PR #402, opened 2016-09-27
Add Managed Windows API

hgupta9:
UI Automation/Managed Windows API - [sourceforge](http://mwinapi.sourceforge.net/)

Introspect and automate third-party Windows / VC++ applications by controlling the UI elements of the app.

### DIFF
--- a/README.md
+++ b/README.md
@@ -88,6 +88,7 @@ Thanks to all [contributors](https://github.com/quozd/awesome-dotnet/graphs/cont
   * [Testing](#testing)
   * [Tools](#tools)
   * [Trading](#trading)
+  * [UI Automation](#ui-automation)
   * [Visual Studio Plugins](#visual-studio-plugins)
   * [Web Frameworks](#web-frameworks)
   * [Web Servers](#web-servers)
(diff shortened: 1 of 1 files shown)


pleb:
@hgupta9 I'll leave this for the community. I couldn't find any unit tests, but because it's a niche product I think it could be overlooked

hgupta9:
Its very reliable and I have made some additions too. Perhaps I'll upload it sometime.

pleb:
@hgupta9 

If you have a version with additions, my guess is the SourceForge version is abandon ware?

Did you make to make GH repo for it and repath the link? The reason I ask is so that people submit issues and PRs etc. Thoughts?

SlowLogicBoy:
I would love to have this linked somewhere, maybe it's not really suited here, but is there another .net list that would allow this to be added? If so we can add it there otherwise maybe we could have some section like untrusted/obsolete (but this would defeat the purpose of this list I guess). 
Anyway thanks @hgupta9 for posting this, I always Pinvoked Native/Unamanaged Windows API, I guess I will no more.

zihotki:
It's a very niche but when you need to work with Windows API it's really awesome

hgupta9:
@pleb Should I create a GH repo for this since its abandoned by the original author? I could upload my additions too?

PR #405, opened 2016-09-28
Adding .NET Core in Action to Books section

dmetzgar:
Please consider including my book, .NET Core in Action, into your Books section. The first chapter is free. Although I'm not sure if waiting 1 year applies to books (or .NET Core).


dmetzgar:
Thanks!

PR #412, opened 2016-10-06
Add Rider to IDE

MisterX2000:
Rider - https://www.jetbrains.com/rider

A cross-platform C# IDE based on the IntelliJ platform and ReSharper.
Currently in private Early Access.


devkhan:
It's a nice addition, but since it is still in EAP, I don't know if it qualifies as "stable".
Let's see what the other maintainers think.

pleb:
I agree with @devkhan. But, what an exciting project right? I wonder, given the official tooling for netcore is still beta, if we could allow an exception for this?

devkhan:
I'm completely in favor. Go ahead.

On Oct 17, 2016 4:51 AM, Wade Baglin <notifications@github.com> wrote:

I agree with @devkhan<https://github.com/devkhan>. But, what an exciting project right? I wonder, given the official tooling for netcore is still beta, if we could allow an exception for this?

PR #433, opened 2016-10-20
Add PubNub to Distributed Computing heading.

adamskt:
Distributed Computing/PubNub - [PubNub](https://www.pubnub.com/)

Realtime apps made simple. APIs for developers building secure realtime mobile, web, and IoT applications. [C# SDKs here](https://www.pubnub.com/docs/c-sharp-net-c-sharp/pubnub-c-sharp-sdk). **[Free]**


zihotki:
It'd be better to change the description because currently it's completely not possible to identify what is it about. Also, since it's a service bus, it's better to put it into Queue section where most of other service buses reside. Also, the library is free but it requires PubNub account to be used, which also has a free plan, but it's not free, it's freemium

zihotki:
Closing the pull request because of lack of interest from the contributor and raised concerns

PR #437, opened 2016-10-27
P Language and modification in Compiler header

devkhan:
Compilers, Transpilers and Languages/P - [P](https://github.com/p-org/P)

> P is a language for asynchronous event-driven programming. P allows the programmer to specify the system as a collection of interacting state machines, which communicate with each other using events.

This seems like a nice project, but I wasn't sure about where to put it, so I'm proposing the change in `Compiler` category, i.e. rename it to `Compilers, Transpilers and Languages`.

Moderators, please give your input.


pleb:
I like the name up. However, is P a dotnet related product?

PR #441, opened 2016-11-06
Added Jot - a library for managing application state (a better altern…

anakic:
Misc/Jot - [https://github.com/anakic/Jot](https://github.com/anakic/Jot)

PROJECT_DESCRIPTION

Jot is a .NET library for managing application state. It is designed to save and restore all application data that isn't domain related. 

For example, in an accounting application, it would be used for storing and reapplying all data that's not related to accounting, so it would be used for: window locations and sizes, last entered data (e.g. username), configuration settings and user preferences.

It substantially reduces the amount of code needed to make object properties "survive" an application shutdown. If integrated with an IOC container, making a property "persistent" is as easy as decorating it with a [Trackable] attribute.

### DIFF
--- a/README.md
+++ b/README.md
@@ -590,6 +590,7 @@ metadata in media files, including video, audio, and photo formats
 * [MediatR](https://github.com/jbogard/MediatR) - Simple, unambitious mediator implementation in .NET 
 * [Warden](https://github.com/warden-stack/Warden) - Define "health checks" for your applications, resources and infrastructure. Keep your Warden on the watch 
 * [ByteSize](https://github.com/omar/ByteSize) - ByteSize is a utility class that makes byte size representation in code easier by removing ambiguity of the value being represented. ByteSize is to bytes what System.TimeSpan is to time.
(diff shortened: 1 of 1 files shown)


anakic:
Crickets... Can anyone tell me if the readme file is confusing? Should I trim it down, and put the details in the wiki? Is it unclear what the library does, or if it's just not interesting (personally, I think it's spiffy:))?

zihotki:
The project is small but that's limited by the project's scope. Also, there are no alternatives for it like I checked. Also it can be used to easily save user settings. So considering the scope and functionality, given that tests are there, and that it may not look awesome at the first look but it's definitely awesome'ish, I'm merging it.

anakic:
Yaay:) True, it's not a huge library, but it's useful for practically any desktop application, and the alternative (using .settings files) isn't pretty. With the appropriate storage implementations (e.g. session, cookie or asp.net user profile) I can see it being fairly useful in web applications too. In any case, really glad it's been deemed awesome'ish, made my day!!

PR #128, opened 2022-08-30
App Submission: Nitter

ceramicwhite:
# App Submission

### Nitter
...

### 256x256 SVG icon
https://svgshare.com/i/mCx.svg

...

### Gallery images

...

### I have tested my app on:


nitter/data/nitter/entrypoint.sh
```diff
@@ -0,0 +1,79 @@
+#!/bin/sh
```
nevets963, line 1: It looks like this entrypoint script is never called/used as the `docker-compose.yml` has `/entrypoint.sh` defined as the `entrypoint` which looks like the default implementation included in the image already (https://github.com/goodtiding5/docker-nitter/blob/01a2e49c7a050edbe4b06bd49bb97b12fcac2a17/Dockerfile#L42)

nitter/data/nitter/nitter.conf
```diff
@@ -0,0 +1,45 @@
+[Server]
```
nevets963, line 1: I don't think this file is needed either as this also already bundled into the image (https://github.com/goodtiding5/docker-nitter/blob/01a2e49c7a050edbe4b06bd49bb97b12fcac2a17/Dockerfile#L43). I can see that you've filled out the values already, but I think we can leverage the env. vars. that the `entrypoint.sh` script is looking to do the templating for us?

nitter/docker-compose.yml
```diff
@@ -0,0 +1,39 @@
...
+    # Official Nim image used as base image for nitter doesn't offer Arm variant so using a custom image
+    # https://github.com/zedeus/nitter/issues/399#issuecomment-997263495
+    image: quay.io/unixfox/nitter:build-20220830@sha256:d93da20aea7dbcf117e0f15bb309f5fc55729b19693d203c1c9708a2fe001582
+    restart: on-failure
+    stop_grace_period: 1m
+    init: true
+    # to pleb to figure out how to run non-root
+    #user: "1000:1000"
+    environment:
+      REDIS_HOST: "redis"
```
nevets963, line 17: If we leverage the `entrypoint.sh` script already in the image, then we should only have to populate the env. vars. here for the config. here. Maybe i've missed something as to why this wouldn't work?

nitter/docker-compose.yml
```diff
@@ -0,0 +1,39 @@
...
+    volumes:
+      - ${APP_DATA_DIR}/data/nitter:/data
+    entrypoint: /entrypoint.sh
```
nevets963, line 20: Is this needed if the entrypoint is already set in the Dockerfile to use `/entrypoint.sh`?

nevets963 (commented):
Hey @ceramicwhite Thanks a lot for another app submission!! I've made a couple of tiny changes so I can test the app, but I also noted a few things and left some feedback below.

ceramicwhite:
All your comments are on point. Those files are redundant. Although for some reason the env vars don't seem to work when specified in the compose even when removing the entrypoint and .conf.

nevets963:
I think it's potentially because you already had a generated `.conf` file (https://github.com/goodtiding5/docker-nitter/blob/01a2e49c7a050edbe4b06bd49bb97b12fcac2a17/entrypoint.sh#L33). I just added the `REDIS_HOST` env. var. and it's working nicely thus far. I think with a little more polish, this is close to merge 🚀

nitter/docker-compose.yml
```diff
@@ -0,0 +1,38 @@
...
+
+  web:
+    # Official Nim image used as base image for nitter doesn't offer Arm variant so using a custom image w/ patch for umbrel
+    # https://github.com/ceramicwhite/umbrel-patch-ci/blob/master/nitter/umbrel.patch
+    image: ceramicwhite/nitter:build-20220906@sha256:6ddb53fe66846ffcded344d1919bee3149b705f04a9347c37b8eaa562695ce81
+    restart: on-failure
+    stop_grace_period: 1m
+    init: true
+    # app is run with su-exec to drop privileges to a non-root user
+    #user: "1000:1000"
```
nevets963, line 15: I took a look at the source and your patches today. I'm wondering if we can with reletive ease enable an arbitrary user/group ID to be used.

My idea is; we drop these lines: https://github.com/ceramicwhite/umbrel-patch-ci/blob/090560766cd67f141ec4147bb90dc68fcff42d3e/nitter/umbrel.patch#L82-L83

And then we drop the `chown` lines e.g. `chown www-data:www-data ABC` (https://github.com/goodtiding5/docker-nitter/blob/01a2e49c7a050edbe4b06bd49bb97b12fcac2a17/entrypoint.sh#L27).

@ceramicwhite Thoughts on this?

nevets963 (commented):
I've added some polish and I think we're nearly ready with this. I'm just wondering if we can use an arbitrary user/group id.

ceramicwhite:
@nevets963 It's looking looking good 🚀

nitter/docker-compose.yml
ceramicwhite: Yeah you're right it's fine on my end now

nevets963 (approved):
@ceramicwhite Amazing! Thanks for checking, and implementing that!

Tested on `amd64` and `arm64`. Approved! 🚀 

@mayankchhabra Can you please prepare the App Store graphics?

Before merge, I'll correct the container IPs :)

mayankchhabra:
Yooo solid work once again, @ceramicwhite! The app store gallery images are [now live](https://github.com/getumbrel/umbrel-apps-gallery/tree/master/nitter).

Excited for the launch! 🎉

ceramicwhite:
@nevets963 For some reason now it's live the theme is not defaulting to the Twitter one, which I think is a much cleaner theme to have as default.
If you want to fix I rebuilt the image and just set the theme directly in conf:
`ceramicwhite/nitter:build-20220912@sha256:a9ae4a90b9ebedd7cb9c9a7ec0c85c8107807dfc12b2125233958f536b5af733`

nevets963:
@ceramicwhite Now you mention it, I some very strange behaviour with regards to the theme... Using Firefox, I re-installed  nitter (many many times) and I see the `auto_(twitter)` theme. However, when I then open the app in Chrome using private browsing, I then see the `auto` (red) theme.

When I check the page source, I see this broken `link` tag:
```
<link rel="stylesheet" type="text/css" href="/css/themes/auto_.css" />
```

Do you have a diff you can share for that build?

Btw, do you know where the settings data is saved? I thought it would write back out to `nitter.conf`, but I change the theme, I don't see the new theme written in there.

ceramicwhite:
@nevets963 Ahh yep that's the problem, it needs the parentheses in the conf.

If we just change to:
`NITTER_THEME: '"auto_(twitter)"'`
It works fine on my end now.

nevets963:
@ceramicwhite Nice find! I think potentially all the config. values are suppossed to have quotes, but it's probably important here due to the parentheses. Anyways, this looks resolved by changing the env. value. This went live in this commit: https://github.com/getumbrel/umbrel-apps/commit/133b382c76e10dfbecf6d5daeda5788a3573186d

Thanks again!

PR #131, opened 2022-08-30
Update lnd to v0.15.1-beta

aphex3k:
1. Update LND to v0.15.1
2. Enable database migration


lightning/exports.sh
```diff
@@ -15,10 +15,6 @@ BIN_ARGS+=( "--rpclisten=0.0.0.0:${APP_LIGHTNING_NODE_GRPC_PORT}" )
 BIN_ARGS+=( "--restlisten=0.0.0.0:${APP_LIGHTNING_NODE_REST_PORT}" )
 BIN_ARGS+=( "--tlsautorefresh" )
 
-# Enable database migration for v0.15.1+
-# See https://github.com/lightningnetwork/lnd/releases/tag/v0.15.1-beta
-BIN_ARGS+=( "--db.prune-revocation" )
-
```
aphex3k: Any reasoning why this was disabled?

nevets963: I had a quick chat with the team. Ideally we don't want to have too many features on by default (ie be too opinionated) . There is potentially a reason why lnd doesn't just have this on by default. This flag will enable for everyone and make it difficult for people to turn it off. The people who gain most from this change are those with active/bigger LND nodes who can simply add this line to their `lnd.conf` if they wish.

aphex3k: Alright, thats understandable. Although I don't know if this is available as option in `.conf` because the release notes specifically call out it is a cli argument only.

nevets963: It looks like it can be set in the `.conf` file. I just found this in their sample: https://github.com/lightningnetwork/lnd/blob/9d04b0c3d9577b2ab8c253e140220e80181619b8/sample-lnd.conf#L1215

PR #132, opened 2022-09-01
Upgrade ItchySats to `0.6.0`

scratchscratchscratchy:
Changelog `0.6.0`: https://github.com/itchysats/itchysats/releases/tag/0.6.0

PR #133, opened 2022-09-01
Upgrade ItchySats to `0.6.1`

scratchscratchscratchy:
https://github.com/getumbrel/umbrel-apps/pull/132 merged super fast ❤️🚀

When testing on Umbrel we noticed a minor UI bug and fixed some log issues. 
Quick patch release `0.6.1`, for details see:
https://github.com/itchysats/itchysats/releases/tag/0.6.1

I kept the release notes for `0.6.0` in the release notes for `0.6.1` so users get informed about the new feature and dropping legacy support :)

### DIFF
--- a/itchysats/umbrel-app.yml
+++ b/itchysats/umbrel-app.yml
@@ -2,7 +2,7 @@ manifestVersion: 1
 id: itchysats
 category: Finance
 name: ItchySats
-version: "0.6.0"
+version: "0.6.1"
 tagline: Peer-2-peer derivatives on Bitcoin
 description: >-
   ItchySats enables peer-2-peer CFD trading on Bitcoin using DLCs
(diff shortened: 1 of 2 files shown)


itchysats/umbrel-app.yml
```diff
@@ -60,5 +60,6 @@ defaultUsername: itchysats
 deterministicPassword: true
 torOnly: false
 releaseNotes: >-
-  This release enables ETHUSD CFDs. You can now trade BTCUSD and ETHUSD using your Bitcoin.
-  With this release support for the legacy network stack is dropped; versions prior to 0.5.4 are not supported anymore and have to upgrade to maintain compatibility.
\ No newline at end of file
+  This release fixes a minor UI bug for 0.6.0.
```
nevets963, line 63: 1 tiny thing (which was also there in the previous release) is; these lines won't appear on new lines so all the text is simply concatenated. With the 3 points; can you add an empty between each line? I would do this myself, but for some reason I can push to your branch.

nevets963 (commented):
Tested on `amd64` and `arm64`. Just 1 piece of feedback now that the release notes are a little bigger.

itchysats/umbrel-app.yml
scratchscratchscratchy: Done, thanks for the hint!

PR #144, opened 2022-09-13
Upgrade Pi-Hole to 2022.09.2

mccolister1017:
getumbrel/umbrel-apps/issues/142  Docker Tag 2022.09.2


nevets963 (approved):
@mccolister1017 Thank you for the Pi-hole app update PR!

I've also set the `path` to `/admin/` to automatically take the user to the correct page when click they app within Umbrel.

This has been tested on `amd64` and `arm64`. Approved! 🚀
☆ ☆ ☆ ☆ ☆
Task statement
All lines in the data above from the one with "PR #405, opened 2016-09-28" through the one with "It's a nice" must be repeated exactly, and no others.

Exercise answer
PR #405, opened 2016-09-28
Adding .NET Core in Action to Books section

dmetzgar:
Please consider including my book, .NET Core in Action, into your Books section. The first chapter is free. Although I'm not sure if waiting 1 year applies to books (or .NET Core).


dmetzgar:
Thanks!

PR #412, opened 2016-10-06
Add Rider to IDE

MisterX2000:
Rider - https://www.jetbrains.com/rider

A cross-platform C# IDE based on the IntelliJ platform and ReSharper.
Currently in private Early Access.


devkhan:
It's a nice addition, but since it is still in EAP, I don't know if it qualifies as "stable".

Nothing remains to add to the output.